Maine colleges lend critical research freezers as state mobilizes for historic vaccine rollout

December 11, 2020

UNE, SMCC, Bates and Colby lend ultra-cold freezers needed to store the COVID-19 vaccine made by Pfizer.

Karen Houseknecht opened the email and read what could have been a line from a spy novel.

The state of Maine needed help from the University of New England and the matter had to be kept strictly confidential.
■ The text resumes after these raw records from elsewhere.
Issue #4710, opened 2026-01-15
Unified APIs: Create new assistant


shijithkjayan:
### Summary

On creating a new assistant, a new config version should be created and it should be the active version of the assistant.

### Requirements

1. Create an assistant and call kaapi to create a new config with the details from the assistant
2. Set the new version as the active version of the assistant
3. Update the assistant with the Kaapi config version ID
4. A assistant should always have a vector store
5. Add validation for max 2 knowledge bases per config
6. API should be backward compatible
7. Accept the commit message from the user and save it to the config version

### Acceptance Criteria

1. Creating assistant should enter data in:
     1.  Assistants table
     2. Knowledge Base table
     3. Knowledge Base Versions table
     4. Assistant Config Versions table
2. Should set the new version as the active version
3. Should not allow to create assistant without vector store
4. API response and request structure should not be changed
5. Status of the version should always be same as the status of the associated vector store
6. Max 1 vector store per config version

Issue #4711, opened 2026-01-15
Unified APIs: Update an assistant


shijithkjayan:
### Summary

On updating an assistant, a new config version should be created and it should be the active version of the assistant.

### Requirements

- Update the details of the assistant and create a new version with the new prompt, vector store details, model etc.
- Set the new version as the active version of the assistant
- A assistant should always have a vector store
- API should be backward compatible

### Acceptance Criteria

1. Should update assistant details and create new version
2. Should set the new version as the active version
3. Should not allow to update assistant without vector store
4. API request and response structure should not change

PR #4743, opened 2026-02-03
Unified APIs: Create new assistant 

AmishaBisht:
## Summary
Target issue is #4710

Adds the Create Assistant API. Uses an `Ecto.Multi` transaction to atomically create an `Assistant`, its initial `AssistantConfigVersion`, link it to a `KnowledgeBaseVersion`, and register it with Kaapi. Rolls back everything if any step fails.

**Key changes:**
- New `Glific.Assistants` context with `create_assistant/1` (moved from `Filesearch`)
- `assistant_display_id` field on assistants — auto-generated OpenAI-style ID (`asst_<24chars>`), renamed from `assistant_id` to avoid FK confusion
- New `Kaapi.create_assistant_config/2` for remote config creation
- Updated GraphQL mutation and types
- Comprehensive tests including rollback on Kaapi failure

### DIFF
--- a/test/glific/assistants/assistant_test.exs
+++ b/test/glific/assistants/assistant_test.exs
@@ -62,6 +62,7 @@ defmodule Glific.Assistants.AssistantTest do
       name: "Test Assistant",
       description: "A helpful assistant for testing",
       kaapi_uuid: "test-uuid",
+      assistant_display_id: "asst-123456",
       organization_id: organization_id
     }
 
@@ -82,6 +83,28 @@ defmodule Glific.Assistants.AssistantTest do
       assert changeset.errors == []
       assert get_change(changeset, :name) == "Test Assistant"
       assert get_change(changeset, :description) == "A helpful assistant for testing"
+      assert get_change(changeset, :assistant_display_id) == "asst-123456"
+    end
+
+    test "generates a unique assistant_display_id", %{valid_attrs: valid_attrs} do
+      valid_attrs = Map.delete(valid_attrs, :assistant_display_id)
+      changeset = Assistant.changeset(%Assistant{}, valid_attrs)
+
+      assert changeset.valid?
+      assert changeset.errors == []
+      assert get_change(changeset, :name) == "Test Assistant"
+      assert get_change(changeset, :description) == "A helpful assistant for testing"
+      assert get_change(changeset, :assistant_display_id) |> String.match?(~r/asst_\w{24}/)
+    end
+
+    test "unique assistant_display_id has to be unique", %{valid_attrs: valid_attrs} do
+      assert {:ok, _assistant} =
+               Assistant.changeset(%Assistant{}, valid_attrs) |> Glific.Repo.insert()
+
+      assert {:error, changeset} =
+               Assistant.changeset(%Assistant{}, valid_attrs) |> Glific.Repo.insert()
+
+      assert %{assistant_display_id: ["has already been taken"]} = errors_on(changeset)
     end
 
     test "changeset without name returns error", %{valid_attrs: valid_attrs} do


lib/glific/assistants/assistant.ex
```diff
@@ -57,6 +62,31 @@ defmodule Glific.Assistants.Assistant do
...
+  @doc """
+  Updates active config
+  """
+  @spec update_assistant_active_config(non_neg_integer(), non_neg_integer()) ::
+          {:ok, Assistant.t()} | {:error, Ecto.Changeset.t()}
+  def update_assistant_active_config(assistant_id, config_version_id) do
+    assistant = Repo.get!(Assistant, assistant_id)
+
+    assistant
+    |> Ecto.Changeset.change(%{
```
shijithkjayan: We have imported `Ecto.Changeset` at the top. Either write `change` or use `cast/3`

lib/glific/assistants/assistant.ex
```diff
@@ -57,6 +62,31 @@ defmodule Glific.Assistants.Assistant do
...
+      active_config_version_id: config_version_id
+    })
+    |> Repo.update()
```
shijithkjayan: Can we please move all the database interactions to the context module?

lib/glific/assistants/assistant.ex
```diff
@@ -14,11 +14,12 @@ defmodule Glific.Assistants.Assistant do
 
   @type t() :: %__MODULE__{
           __meta__: Ecto.Schema.Metadata.t(),
-          id: non_neg_integer(),
-          name: String.t(),
+          id: non_neg_integer() | nil,
```
priyanshu6238, line 17: Why is the id nil here? Can you please explain in which cases the id would be nil?

lib/glific/assistants/assistant.ex
```diff
@@ -14,11 +14,12 @@ defmodule Glific.Assistants.Assistant do
...
+          name: String.t() | nil,
```
priyanshu6238, line 18: name is require field ,it cannot we nil
```suggestion
          name: String.t() ,
```

lib/glific/assistants/assistant.ex
```diff
@@ -14,11 +14,12 @@ defmodule Glific.Assistants.Assistant do
...
           description: String.t() | nil,
-          active_config_version_id: non_neg_integer(),
-          organization_id: non_neg_integer(),
+          kaapi_uuid: String.t() | nil,
+          active_config_version_id: non_neg_integer() | nil,
+          organization_id: non_neg_integer() | nil,
```
priyanshu6238, line 23: Why is this nil? This value is required for the tenant.
```suggestion
          organization_id: non_neg_integer() 
```

lib/glific/assistants/assistant_config_version.ex
```diff
@@ -5,31 +5,32 @@ defmodule Glific.Assistants.AssistantConfigVersion do
 
   use Ecto.Schema
   import Ecto.Changeset
+  import Ecto.Query, warn: false
```
priyanshu6238: why import this? ,we arre not running any query inside the schema layer

lib/glific/assistants/knowledge_base_version.ex
```diff
@@ -79,4 +80,12 @@ defmodule Glific.Assistants.KnowledgeBaseVersion do
     |> assoc_constraint(:knowledge_base)
     |> unique_constraint([:knowledge_base_id, :version_number])
   end
+
+  @doc """
+  Retrieves a vector_store
+  """
+  @spec get_llm_service_id(integer()) ::
+          {:ok, KnowledgeBaseVersion.t()} | {:error, Ecto.Changeset.t()}
+  def get_llm_service_id(kb_id),
```
priyanshu6238: Can we pls fix the function name here? It suggests that we are fetching only id , but here  we are fetching full schema .

test/glific/filesearch_test.exs
```diff
@@ -119,65 +120,103 @@ defmodule Glific.FilesearchTest do
...
         }
     end)
 
     result =
-      auth_query_gql_by(:create_assistant, user, variables: %{})
+      auth_query_gql_by(:create_assistant, user,
+        variables: %{
+          input: %{
+            name: "Test Assistant",
+            instructions: "You are helpful",
```
priyanshu6238: In the new design, we name this variable as prompt.

```suggestion
            prompt: "You are helpful",
```

priv/repo/migrations/20260120120000_create_unified_api_versioning_tables.exs
```diff
@@ -8,13 +8,14 @@ defmodule Glific.Repo.Migrations.CreateUnifiedApiVersioningTables do
     create_knowledge_bases()
     create_knowledge_base_versions()
     create_assistant_config_version_knowledge_base_versions()
+    # Add the foreign key after both tables exist
+    add_active_config_version_to_assistants()
```
priyanshu6238, line 12: Can we also add rollback logic inside the down function?

lib/glific/assistants/assistant.ex
AmishaBisht: https://hexdocs.pm/ecto/Ecto.Schema.html#module-types-and-casting

It's common pattern in Ecto schemas, even if the db column is NOT NULL, the Elixir struct allows nil before insertion. The database enforces non-null constraints, not the type system.

lib/glific/assistants/assistant.ex
AmishaBisht: https://github.com/glific/glific/pull/4743#discussion_r2762346569

test/glific/filesearch_test.exs
AmishaBisht: It’s instructions only, in the Glific UI and in the Kaapi config API, only the assistant_config_version table has the name and prompt.

priv/repo/migrations/20260120120000_create_unified_api_versioning_tables.exs
AmishaBisht: We don't need explicit rollback for `add_active_config_version_to_assistants()` because the down/0 function already drops the entire assistants table with `drop_if_exists(table(:assistants)).`

test/glific/filesearch_test.exs
priyanshu6238: understood thanks

lib/glific/third_party/kaapi.ex
```diff
@@ -78,24 +78,24 @@ defmodule Glific.ThirdParty.Kaapi do
...
-      name: openai_response.name,
-      model: openai_response.model,
-      assistant_id: openai_response.id,
-      organization_id: organization_id,
-      instructions: openai_response.instructions,
-      temperature: openai_response.temperature
+  @spec create_assistant_config(map(), non_neg_integer()) ::
+          {:ok, map()} | {:error, map() | binary()}
+  def create_assistant_config(params, organization_id) do
+    config_blob = build_config_blob(params, params.vector_store_ids)
```
priyanshu6238, line 86: Why are we extracting the vector store ID here and then passing it as the second argument to the build_config_blob function? Can’t we extract the vector store inside the build_config_blob function itself?

lib/glific/third_party/kaapi.ex
```diff
@@ -177,6 +177,35 @@ defmodule Glific.ThirdParty.Kaapi do
     end
   end
 
+  @spec build_config_blob(map(), list(String.t())) :: map()
+  defp build_config_blob(params, vector_store_ids) do
+    completion_params = %{
+      model: params.model || "gpt-4o-mini",
+      instructions: params.instructions || params.prompt || "You are a helpful assistant",
+      temperature: params.temperature || 1.0
```
priyanshu6238: I think that in production the default temperature value is 0.1 by default . Is there any specific reason why we are explicitly setting it to this higher value?

AmishaBisht: in prod also its 1 
lib/glific/filesearch.ex:71

lib/glific/third_party/kaapi.ex
AmishaBisht: No strong reason, its just we use it a couple of times in the function (config blob + conditional logic). Passing it explicitly makes it clear that this parameter is important and used throughout

lib/glific/third_party/kaapi.ex
```diff
@@ -177,6 +177,35 @@ defmodule Glific.ThirdParty.Kaapi do
...
+    }
+
+    completion_params =
+      if vector_store_ids != [] do
+        Map.put(completion_params, :tools, [
+          %{
+            type: "file_search",
+            vector_store_ids: vector_store_ids,
+            max_num_results: 20
```
priyanshu6238: for my understanding -what this is used for and why this is hard coded here?

AmishaBisht: this is from kaapi's documentation: https://api-staging.kaapi.ai/docs#/Config%20Management/Config%20Management-create_config

priyanshu6238: Yes, I saw that, but that was just an example. Why are we hardcoding the value to 20 in our configuration?

lib/glific/assistants/knowledge_base_version.ex
```diff
@@ -79,4 +81,21 @@ defmodule Glific.Assistants.KnowledgeBaseVersion do
     |> assoc_constraint(:knowledge_base)
     |> unique_constraint([:knowledge_base_id, :version_number])
   end
+
+  @doc """
+  Fetches the knowledge base version
+  """
+  @spec get_knowledge_base_version(integer()) ::
+          {:ok, KnowledgeBaseVersion.t()} | {:error, [String.t()]}
+  def get_knowledge_base_version(kb_id) do
```
priyanshu6238, line 90: Shouldn’t we put this get version function inside the context module instead of the schema module?

lib/glific/assistants/knowledge_base_version.ex
```diff
@@ -79,4 +81,21 @@ defmodule Glific.Assistants.KnowledgeBaseVersion do
...
+    KnowledgeBaseVersion
+    |> where([kbv], kbv.knowledge_base_id == ^kb_id)
+    |> order_by([kbv], desc: kbv.version_number)
+    |> limit(1)
+    |> Repo.one()
+    |> then(fn
+      nil -> {:error, ["KnowledgeBaseVersion", "Resource not found"]}
```
priyanshu6238, line 97: Why are we explicitly normalizing the case where a KnowledgeBaseVersion is not found for a given knowledge base?If the knowledge base itself exists, then its corresponding version should always exist as well, so this case should never occur.Please let me know if I am thinking in the wrong direction.

lib/glific/third_party/kaapi.ex
```diff
@@ -177,6 +177,35 @@ defmodule Glific.ThirdParty.Kaapi do
     end
   end
 
+  @spec build_config_blob(map(), list(String.t())) :: map()
+  defp build_config_blob(params, vector_store_ids) do
+    completion_params = %{
+      model: params.model || "gpt-4o-mini",
+      instructions: params.instructions || "You are a helpful assistant",
+      temperature: params.temperature || 1.0
```
priyanshu6238: There is one more field in the Kaapi documentation: "include":  Are we not going to add this to our request payload?


Image

lib/glific/third_party/kaapi.ex
```diff
@@ -78,24 +78,24 @@ defmodule Glific.ThirdParty.Kaapi do
...
-      assistant_id: openai_response.id,
-      organization_id: organization_id,
-      instructions: openai_response.instructions,
-      temperature: openai_response.temperature
+  @spec create_assistant_config(map(), non_neg_integer()) ::
+          {:ok, map()} | {:error, map() | binary()}
+  def create_assistant_config(params, organization_id) do
+    config_blob = build_config_blob(params, params.vector_store_ids)
+
+    body = %{
```
priyanshu6238, line 88: We are passing this payload to Kaapi, but its contains some additional fields like name and description that I’m not able to find in the documentation. Why did we add these fields here? Could you please explain? Or can you pls pointed out to that document

test/glific/filesearch_test.exs
```diff
@@ -119,65 +120,103 @@ defmodule Glific.FilesearchTest do
...
+
+    assistant =
+      Repo.get_by(Glific.Assistants.Assistant,
+        name: query_data.data["createAssistant"]["assistant"]["name"]
+      )
+
+    assert assistant != nil
+
+    config_version =
+      Repo.get_by(AssistantConfigVersion, assistant_id: assistant.id)
```
priyanshu6238: can we use Repo.fetch by here instead of get_by?

AmishaBisht: why?

lib/glific/assistants/knowledge_base_version.ex
AmishaBisht: I kept it as defensive programming in case of future edge cases(manual DB operations, migration issues, etc.)

lib/glific/third_party/kaapi.ex
AmishaBisht: Because we are using Option 1 - provider agnostic approach

lib/glific/third_party/kaapi.ex
AmishaBisht: https://api-staging.kaapi.ai/docs#/Config%20Management/Config%20Management-create_config

lib/glific/assistants.ex
```diff
@@ -3,9 +3,26 @@ defmodule Glific.Assistants do
   Context module for Assistant and related schemas
   """
 
+  alias Glific.Assistants.Assistant
   alias Glific.Assistants.KnowledgeBase
   alias Glific.Assistants.KnowledgeBaseVersion
   alias Glific.Repo
+  alias Glific.Assistants
+  alias Glific.Assistants.AssistantConfigVersion
+  alias Glific.Assistants.KnowledgeBaseVersion
```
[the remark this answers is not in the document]
priyanshu6238: @AmishaBisht can you pls fix this? duplicate alias here.

test/glific/filesearch_test.exs
priyanshu6238: It’s fine to use get as well, but since we already have a predefined function to fetch the details, I suggested using it to maintain consistency.

lib/glific/assistants/knowledge_base_version.ex
priyanshu6238: @AmishaBisht

lib/glific/assistants.ex
```diff
@@ -43,4 +58,138 @@ defmodule Glific.Assistants do
...
+  **Important:** This function assumes the assistant exists.
+  It is meant to be called immediately after creating the assistant.
+
+  ## Raises
+  - `Ecto.NoResultsError` if assistant doesn't exist
+  """
+  @spec update_assistant_active_config(non_neg_integer(), non_neg_integer()) ::
+          {:ok, Assistant.t()} | {:error, Ecto.Changeset.t()}
+  def update_assistant_active_config(assistant_id, config_version_id) do
+    assistant = Repo.get!(Assistant, assistant_id)
```
priyanshu6238: We are using get! here, which will crash if the assistant is not found. There is also no return type when it crashes.

AmishaBisht: check the function doc

lib/glific/assistants/knowledge_base_version.ex
AmishaBisht: yes, I'll move once we start working on KB creation

lib/glific/assistants.ex
```diff
@@ -43,4 +58,138 @@ defmodule Glific.Assistants do
...
+        instructions: prompt,
+        name: generate_temp_name(params[:name], "Assistant"),
+        vector_store_ids:
+          if(kb_details.vector_store_id,
+            do: [kb_details.vector_store_id],
+            else: []
+          )
+      }
+
+    with {:ok, kaapi_response} <- Kaapi.create_assistant_config(attrs, org_id),
```
priyanshu6238: Are we not going to put all this db update in a transaction,Currently, if create_assistant succeeds but create_assistant_config_version fails, the assistant remains without a config version, leaving inconsistent state.

priyanshu6238 (approved):

lib/glific/assistants.ex
priyanshu6238: @AmishaBisht can you pls check this also ,rest LGTM

lib/glific/assistants/assistant_config_version.ex
```diff
@@ -94,4 +92,15 @@ defmodule Glific.Assistants.AssistantConfigVersion do
...
+
+  @doc """
+  Creates assistant config version record
+  """
+  @spec create_assistant_config_version(map()) ::
+          {:ok, AssistantConfigVersion.t()} | {:error, Ecto.Changeset.t()}
+  def create_assistant_config_version(attrs) do
+    %AssistantConfigVersion{}
+    |> AssistantConfigVersion.changeset(attrs)
+    |> Repo.insert()
```
shijithkjayan: Please move to `assistants.ex`

lib/glific/third_party/kaapi.ex
```diff
@@ -78,24 +78,24 @@ defmodule Glific.ThirdParty.Kaapi do
...
+      name: params.name,
+      description: params[:description] || "",
+      config_blob: config_blob,
+      commit_message: "Initial config creation"
```
shijithkjayan: Shouldnt this be a default ?

AmishaBisht: by default the commit message is null

lib/glific/assistants.ex
AmishaBisht: There is only one external API call here, and the other operations are just db entries on our side, so I think it should be fine even without using a transaction.

priyanshu6238: From line 121, we are creating the assistant and its configuration. If even one database operation fails, the initial data will still be persisted.Shouldn’t we wrap all these database operations in a transaction, so that if an error occurs at any point, the database changes are rolled back? pls correct me if i am thinking in wrong direction cc: @shijithkjayan

lib/glific/third_party/kaapi.ex
```diff
@@ -177,6 +177,34 @@ defmodule Glific.ThirdParty.Kaapi do
...
+  @spec build_config_blob(map(), list(String.t())) :: map()
+  defp build_config_blob(params, vector_store_ids) do
+    completion_params = %{
+      model: params.model || "gpt-4o-mini",
+      instructions: params.instructions || "You are a helpful assistant",
+      temperature: params.temperature || 1.0
+    }
+
+    completion_params =
+      if vector_store_ids != [] do
```
shijithkjayan: We shouldn't allow creating configs without a vector store

lib/glific/assistants.ex
shijithkjayan: Yes these should be inside a transaction

lib/glific/assistants.ex
```diff
@@ -43,4 +58,149 @@ defmodule Glific.Assistants do
...
+  defp generate_temp_name(name, artifact) when name in [nil, ""] do
+    uid = Ecto.UUID.generate() |> String.split("-") |> List.first()
+    "#{artifact}-#{uid}"
+  end
+
+  defp generate_temp_name(name, _artifact), do: name
+
+  @spec link_config_to_kb(non_neg_integer(), non_neg_integer(), non_neg_integer()) ::
+          {non_neg_integer(), nil | [term()]}
+  defp link_config_to_kb(config_version_id, kb_version_id, org_id) do
```
shijithkjayan:
```suggestion
  defp link_config_to_knowledge_base(config_version_id, kb_version_id, org_id) do
```

Let us try NOT to use abbreviations as much as possible. It can get confusing and complicated very fast.

priv/repo/migrations/20260120120000_create_unified_api_versioning_tables.exs
shijithkjayan, line 12: Since we already released to staging, if we have already ran the migration this change will not be run. We will have to rollback and rerun the migration in every environment that has already ran this

shijithkjayan: Did we miss out to add this in the last PR?

priyanshu6238: yes

lib/glific/third_party/kaapi.ex
shijithkjayan: What if the user has passed a commit message? The API should accept the message and store it as description and also send it to kaapi

shijithkjayan: @AmishaBisht

lib/glific/assistants.ex
```diff
@@ -43,4 +58,159 @@ defmodule Glific.Assistants do
...
+               provider: "kaapi",
+               settings: %{temperature: attrs.temperature},
+               status: kb_details.status,
+               organization_id: org_id
+             }),
+           {:ok, updated_assistant} <-
+             Assistants.update_assistant_active_config(
+               assistant.id,
+               config_version.id
+             ) do
```
shijithkjayan: [suggestion(blocking)](https://pullpo.io/cc?l=suggestion&d=blocking) 
Please use an `Ecto.Multi` for this

lib/glific/assistants.ex
```diff
@@ -43,4 +58,159 @@ defmodule Glific.Assistants do
...
+          organization_id: org_id,
+          instructions: prompt,
+          name: generate_temp_name(params[:name], "Assistant"),
+          vector_store_ids: [kb_details.vector_store_id]
+        }
+
+      with {:ok, kaapi_response} <- Kaapi.create_assistant_config(attrs, org_id),
+           kaapi_uuid when is_binary(kaapi_uuid) <- kaapi_response.data.id,
+           {:ok, assistant} <-
+             do_create_assistant(%{
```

It was Tuesday, Nov. 17, and the Maine Center for Disease Control and Prevention needed an untold number of ultra-cold freezers by that Friday. An initial shipment of COVID-19 vaccine from Pfizer was expected to be delivered to Maine the following Monday and it had to be stored at minus 70 degrees Celsius (minus 94 degrees Fahrenheit).

Delivery of the first 12,675 Pfizer doses was delayed to next week, at the earliest, but UNE is among several Maine colleges and universities that have responded to the agency’s call to action and loaned the now hard-to-find freezers to the statewide vaccine rollout…

Southern Maine Community College in South Portland offered one of its ultra-cold freezers to the Maine CDC after Shah mentioned the need during a virtual meeting of the Bioscience Association of Maine on Nov. 6.

Listening in was Elizabeth Ehrenfeld, an adjunct science professor who is a member of the trade association that represents the state’s biotech industry. She came to Maine 30 years ago to work for Idexx in Westbrook as a scientist leading the development of diagnostics for food safety.

Today, some of her SMCC students are producing COVID-19 testing products at Idexx and Abbott Laboratories, she said, while others are producing Moderna’s vaccine at Lonza in Portsmouth, New Hampshire.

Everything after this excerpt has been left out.